Can't seem to get my tank fry educated to hunt all over the 2.5 gallon for the BBS they just congregate in the one corner, I constantly have to swim them out with the turkey baster to get them across the tank for more food.

So far I haven't seen any dead ones  I have a couple of independant fry that take off over the other side of the planted tank hunting for food....Parents get mad and go charging after them to bring them back to the fold...its funny to watch.

Funny thing happened last night....when I feed them they will come to the front of the tank no problem, and are not afraid, I can put my finger on the glass and they don't do anything. Last night my husband went to look in the tank and they charged the glass at him  Guess they know who feeds them eh?


----------



## bettaforu (Sep 6, 2009)

I just noticed some of my fry are developing the dorsal already....looks like a black dot on the bit behind where their heads are....they are not even 10 days old yet? Am I doing something wrong?


----------



## DaFishMan (Dec 19, 2006)

It sounds like you're doing great with your fry bettaforu and congrats ! 

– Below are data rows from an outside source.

PR #14535, opened 2024-07-08
[Merged by Bors] - feat(Analysis/Fourier/ZMod): more API for discrete Fourier transform

loefflerd:
Define the discrete Fourier transform as a `LinearEquiv`, rather than just a map; and prove the Fourier inversion formula, as well as a bunch of more routine lemmas. 

---

Remarks:
- I had to drop my plan of making the DFT be *by definition* an instance of the general Fourier-transform machinery, because I wanted to make it work for functions valued in any vector space; and mathlib's definition of "integration" only works when the target space is complete, even if the integral is over a finite discrete set. So now we define it by hand, & prove compatibility with the non-discrete FT if completeness holds.
- For some lemmas I wasn't sure whether it was best to formulate the statement with the functions "fully applied" or not. E.g. should `dft_comp_neg` be
```lemma dft_comp_neg (Φ : ZMod N → E) : 𝓕 (fun j ↦ Φ (-j)) = fun k ↦ 𝓕 Φ (-k)```
or
```lemma dft_comp_neg (Φ : ZMod N → E) (k : ZMod N) : 𝓕 (fun j ↦ Φ (-j)) k = 𝓕 Φ (-k)```
? 

- [x] depends on: #14495 

### CODE REVIEW

**Comment by MichaelStollBayreuth** [comment]
I think it would make sense to define DFT with more general targets (modules over a ring that contains a primitive $n$th root of unity). This would be relevant for applications in Computer Algebra (fast multiplication algorithms), for example. (Sorry for not mentioning this earlier on Zulip.)

**Comment by loefflerd** [comment]
Thanks for looking at this! I'm also at a conference this week, so there's no rush.

Regarding extensions to more general coefficients: do you have a suggestion for how the API should look? I'd rather avoid a situation where users need to specify an explicit choice of coefficient ring, & root of unity in it, every time they invoke any lemmas about the DFT.

**Comment by MichaelStollBayreuth** [comment]
I think we can define a quite general version of DFT for functions `Φ : R → M`, where `R` is a finite ring, `M` is a module over another ring `R'`, and we fix an additive character `ψ : R → R'`. The relevant condition on `ψ` to have interesting results should then be that it is primitive as an additive character (and that `n : R'` is invertible, or rather, `n : Module.End R' M` is invertible, for the linear equivalence). One can then still define `𝓕 Φ` to be `dft stdAddChar Φ`, where `Φ : ZMod N → E`. For convenience, some results may need to be restated in this context (to make use of properties of `stdAddChar` and/or the complex numbers that may not be true in general), but I think having the general version available is worth the extra effort.

BTW (and slightly off-topic), I think the correct definition of "`ζ : R` is a primitive `n`th root of unity" is "ζ ^ n = 1 and for all 0 < k < n, 1 - ζ ^ k is invertible" (one can restrict `k` to the maximal proper divisors of `n`, of course). With this definition, images of primitive `n`th roots of unity under ring homomorphisms are still primitive `n`th roots of unity, which is not in general the case with the current definition, which just says that `ζ` has order `n` in the multiplicative monoid. Note that this definition also implies that `n` is invertible in `R`.

File: Mathlib/Analysis/Fourier/ZMod.lean [hunk 1]
```diff
@@ -10,53 +10,184 @@ import Mathlib.NumberTheory.DirichletCharacter.GaussSum
...
+-/
 
-/-- The discrete Fourier transform on `ℤ / N ℤ` (with the counting measure) -/
-noncomputable def dft (Φ : ZMod N → ℂ) (k : ZMod N) : ℂ :=
-  Fourier.fourierIntegral toCircle Measure.count Φ k
+/--
+The discrete Fourier transform on `ℤ / N ℤ` (with the counting measure). This definition is
+private because it is superseded by the bundled `LinearEquiv` version.
+-/
+private noncomputable def aux_dft (Φ : ZMod N → E) (k : ZMod N) : E :=
```
YaelDillies, line 45:
```suggestion
private noncomputable def auxDFT (Φ : ZMod N → E) (k : ZMod N) : E :=
```

Mathlib/Analysis/Fourier/ZMod.lean
```diff
@@ -10,53 +10,184 @@ import Mathlib.NumberTheory.DirichletCharacter.GaussSum
...
+lemma dft_apply (Φ : ZMod N → E) (k : ZMod N) :
+    𝓕 Φ k = ∑ j : ZMod N, stdAddChar (-(j * k)) • Φ j :=
+  rfl
 
-end ZMod
+lemma dft_def (Φ : ZMod N → E) :
+    𝓕 Φ = fun k ↦ ∑ j : ZMod N, stdAddChar (-(j * k)) • Φ j :=
+  rfl
+
+lemma inv_dft_apply (Ψ : ZMod N → E) (k : ZMod N) :
```
YaelDillies, line 107: I would suggest
```suggestion
lemma invDFT_apply (Ψ : ZMod N → E) (k : ZMod N) :
```
to avoid confusing with `(dft Φ)⁻¹`

loefflerd:
Thanks Yaël for the comments, I have made the modifications as you suggested.

YaelDillies (approved):
Thanks!

maintainer merge

PR #14540, opened 2024-07-08
[Merged by Bors] - chore: remove scripts/mk_all.sh

grunweg:
It has since been rewritten in Lean, and is unused.

---


grunweg:
CC @semorrison adomani

adomani:
My main reason for wanting to keep this script was that Floris had problems using `lake exe mk_all` on windows.  However, I think that those issues were only marginally related to the lake script and they appear to have been solved.  I use the script regularly and CI uses is as well.  I would just like some confirmation from some MacOs user that it works as intended for them and then I'm happy to remove the shell script!

semorrison:
Worked for me on macos.

bors merge

Ruben-VandeVelde:
I'm sad to see this - I'm still using it regularly

adomani:
Rubén, why do you not use `lake exe mk_all`?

I freed up room in the rack to set up a couple small tanks. I'll make another attempt at raising some fry soon


----------



## bettaforu (Sep 6, 2009)

The parents are still herding their offspring around, with the exception of 2 of the rogues, who constantly head off in the opposite direction to escape from Mom and Dad 

Tank babies are still eating good too...I am feeding them with BBS and Earthworm powder mixed with tank water for those that are too small to grab a BBS. Some pink bellies and some not, so figured these ones might get some of the earthworm powder at least.

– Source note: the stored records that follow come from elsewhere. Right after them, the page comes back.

PR #14542, opened 2024-07-08
feat(GroupTheory/Perm/Support): Redefine `support` to be a `Set`, removing finiteness requirements.

wrenna-robson:
This refactors GroupTheory/Perm/Support.lean, and then makes minimally consequential fixes to others statements and proofs as a result.

---

This was a challenging PR to get to pass CI. There is absolutely no need that I can see that the definition of `Equiv.Perm.support` needs to have a finiteness condition, but because of the way it is currently uses, that assumption is everywhere, including in some deeply complex proofs.

As there is often a need to refer to the cardinality of the support, I've added in an appropriate definition for this - this definition is noncomputable but has a computable form under the same conditions under which it was previously used. I don't think this is an ideal way of doing this but I think a more full refactoring will take more time and thinking than I have.

In general I think we should avoid excessive decidable equality and finiteness conditions creeping in when they are not necessary, but this specific PR was motivated by a need to use the notion of support for a permutation whose support is finite but whose underlying domain of action is not.


Mathlib/GroupTheory/Perm/Cycle/Concrete.lean
```diff
@@ -197,23 +199,26 @@ variable [Fintype α] [DecidableEq α] (p : Equiv.Perm α) (x : α)
 until looping. That means when `f x = x`, `toList f x = []`.
 -/
 def toList : List α :=
-  (List.range (cycleOf p x).support.card).map fun k => (p ^ k) x
+  (List.range (cycleOf p x).support.toFinset.card).map fun k => (p ^ k) x
```
YaelDillies, line 202:
```suggestion
  (List.range (cycleOf p x).supportCard).map fun k => (p ^ k) x
```

Mathlib/GroupTheory/Perm/Cycle/Type.lean
```diff
@@ -45,24 +45,25 @@ variable [DecidableEq α]
...
 def cycleType (σ : Perm α) : Multiset ℕ :=
-  σ.cycleFactorsFinset.1.map (Finset.card ∘ support)
+  σ.cycleFactorsFinset.1.map (fun f => f.support.toFinset.card)
 
 theorem cycleType_def (σ : Perm α) :
-    σ.cycleType = σ.cycleFactorsFinset.1.map (Finset.card ∘ support) :=
+    σ.cycleType = σ.cycleFactorsFinset.1.map (fun f => f.support.toFinset.card) :=
   rfl
 
+
```
YaelDillies, line 54:
```suggestion
```

Mathlib/GroupTheory/Perm/Cycle/Type.lean
```diff
@@ -45,24 +45,25 @@ variable [DecidableEq α]
...
+    σ.cycleType = s.1.map (fun f => f.supportCard) := by
+  simp_rw [cycleType_def, supportCard_compute]
   congr
   rw [cycleFactorsFinset_eq_finset]
   exact ⟨h1, h2, h0⟩
 
 theorem cycleType_eq {σ : Perm α} (l : List (Perm α)) (h0 : l.prod = σ)
     (h1 : ∀ σ : Perm α, σ ∈ l → σ.IsCycle) (h2 : l.Pairwise Disjoint) :
-    σ.cycleType = l.map (Finset.card ∘ support) := by
+    σ.cycleType = l.map (fun f => f.supportCard) := by
```
YaelDillies, line 66:
```suggestion
    σ.cycleType = l.map supportCard := by
```

Mathlib/GroupTheory/Perm/Support.lean
```diff
@@ -17,8 +17,12 @@ In the following, `f g : Equiv.Perm α`.
 * `Equiv.Perm.Disjoint`: two permutations `f` and `g` are `Disjoint` if every element is fixed
   either by `f`, or by `g`.
   Equivalently, `f` and `g` are `Disjoint` iff their `support` are disjoint.
-* `Equiv.Perm.IsSwap`: `f = swap x y` for `x ≠ y`.
+* `Equiv.Perm.IsSwapOn f x y`: `f` maps `x` to `y`, `y` to `x`, and fixes all other elements.
+* `Equiv.Perm.IsSwap`: `f` transposes some distinct elements `x` and `y`, and
+  fixes all other elements.
 * `Equiv.Perm.support`: the elements `x : α` that are not fixed by `f`.
+* `Equiv.Perm.supportCard`: the cardinality of `f.support` when it is finite. Noncomputable but
```
YaelDillies, line 24: Can you please rename `supportCard` to `cardSupport`?

Mathlib/GroupTheory/Perm/Support.lean
```diff
@@ -166,111 +146,188 @@ theorem Disjoint.mul_apply_eq_iff {σ τ : Perm α} (hστ : Disjoint σ τ) {a
...
-
 end Disjoint
 
 section IsSwap
 
-variable [DecidableEq α]
+/-- `f.IsSwapOn x y` indicates that the permutation `f` is a transposition of the two elements `x`
+and `y`. Note that this means that `f` might be trivial, if `x = y`. -/
+def IsSwapOn (f : Perm α) (x y : α) : Prop :=
+  (∀ {z}, z ≠ x → z ≠ y → f z = z) ∧ f x = y ∧ f y = x
```
YaelDillies, line 156: Can you make this a separate PR?

Mathlib/GroupTheory/Perm/Support.lean
```diff
@@ -166,111 +146,188 @@ theorem Disjoint.mul_apply_eq_iff {σ τ : Perm α} (hστ : Disjoint σ τ) {a
...
-theorem not_mem_support {x : α} : x ∉ f.support ↔ f x = x := by simp
+section support
 
-theorem coe_support_eq_set_support (f : Perm α) : (f.support : Set α) = { x | f x ≠ x } := by
-  ext
-  simp
+variable {f g : Perm α}
+
+/-- The `Set` of nonfixed points of a permutation. -/
+def support (f : Perm α) : Set α := { x | f x ≠ x }
```
YaelDillies, line 299: As explained on Zulip, can you please keep the finset-valued support around (along with its API, which does **not** include the lemmas that mention it just to talk about its membership as there it can be replaced by the new `support`), maybe named `supportFinset`?

And to help with reviewing can you make a first PR that renames `support` to `supportFinset` everywhere? This will create a lot of conflicts with the current PR, but you can systematically solve them by taking the change from this PR (except for the ones that remove the `supportFinset` API)

Mathlib/GroupTheory/Perm/Support.lean
linesthatinterlace: Will do - there was a good reason I did it here I think but I can't remember what it was and I can surely disentangle it.

PR #14544, opened 2024-07-08
[Merged by Bors] - feat: star algebra homomorphisms between non-unital C⋆-algebras are contractive

j-loreaux:
This generalizes the existing results for unital algebras to non-unital algebras by passing to the unitization within the proof.

We have to add a `StarModule` hypothesis to recover the unital case, but this is minor.

---


Mathlib/Analysis/NormedSpace/Star/Spectrum.lean
```diff
@@ -122,48 +122,64 @@ theorem selfAdjoint.val_re_map_spectrum [StarModule ℂ A] (a : selfAdjoint A) :
...
+variable [FunLike F A B] [NonUnitalAlgHomClass F ℂ A B] [NonUnitalStarAlgHomClass F ℂ A B]
+
+open Unitization
+
+/-- A non-unital star algebra homomorphism of complex C⋆-algebras is norm contractive. -/
+lemma nnnorm_apply_le (φ : F) (a : A) : ‖φ a‖₊ ≤ ‖a‖₊ := by
+  have h (ψ : Unitization ℂ A →⋆ₐ[ℂ] Unitization ℂ B) (x : Unitization ℂ A) :
+      ‖ψ x‖₊ ≤ ‖x‖₊ := by
+    suffices ∀ s : Unitization ℂ A, IsSelfAdjoint s → ‖ψ s‖₊ ≤ ‖s‖₊ by
+      set_option maxSynthPendingDepth 2 in -- see: https://leanprover.zulipchat.com/#narrow/stream/287929-mathlib4/topic/weird.20type.20class.20synthesis.20error/near/421224482
```
dupuisf, line 141: In that Zulip thread, the issue is apparently the fact that we can't play with reducibility and so we're stuck. But this was back in February, and now we have `seal` and `unseal` -- do you think we could revisit the issue?

j-loreaux: I've refactored so that these `synthPending`s are no longer necessary (although it's not my favorite solution, as things are a bit brittle). I don't see how we can use `seal` / `unseal` to help us here, but I've asked Anne on Zulip and pinged you in the message.

dupuisf:
Thanks!

bors r+

PR #14548, opened 2024-07-09
[Merged by Bors] - feat(CategoryTheory/GlueData): New constructor for glue data.

erdOne:
---
- [x] depends on: #14524


joelriou:
It looks good to me. Could you merge with master after #14524 is merged?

Just ordered some Phillipine Blue Ghosts and Paraiba's from the US, and maybe getting some from Fairdeals depending on shipping cost.

Got the Angelfish bug now...


----------



## bettaforu (Sep 6, 2009)

OH sad news today seem to have lost almost all of the babies in the Parents tank, don't know if they died or they ate them. I don't think they were getting enough of the food even though I was squirting the BBS at them, they didn't seem to want to eat them. I did manage to grab 4 of the ones that were left and put them in the mini tank with the others.

Babies in the mini tank however are doing well, all had big pink bellies last night and are all checking out whatever is for eating in the tank.

I put the slate back in the Parents tank to see if they might start again, and this time I will remove all of them.


----------



## DaFishMan (Dec 19, 2006)

Sorry to hear you lost some fry, good save on the 4 though. The angelfish bug has had me awhile, and SA dwarfs too  

Its a crazy week so far no time to prepare for the next hatch I have to go thru my stuff and pull out sponge filter etc. Probably need to buy a can of bbs eggs somewhere unless I can use the eggs I have in the small container. Is the hatch rate worth it or should I buy a can somewhere ?


----------



## bettaforu (Sep 6, 2009)

Yeah I know I was sooo dissappointed the parents were doing such a good job too, but I think the babies just didn't know what these things were and in a big tank they just dissapated too fast.

I understand now why major breeders raise the fry in big Gallon Jars its so the babies can see the BBS and then they get enough to eat, but in a tank that's not so easy....plus parents eating the BBS too.

As for the BBS hatching. I had a carton sealed in my freezer and Ive been using that....seems the eggs are still viable because there was NO moisture inside the container! I had mixed the eggs with the salt ahead of time when I was raising Bettas, so I figured OK I will see if anything hatches and they did.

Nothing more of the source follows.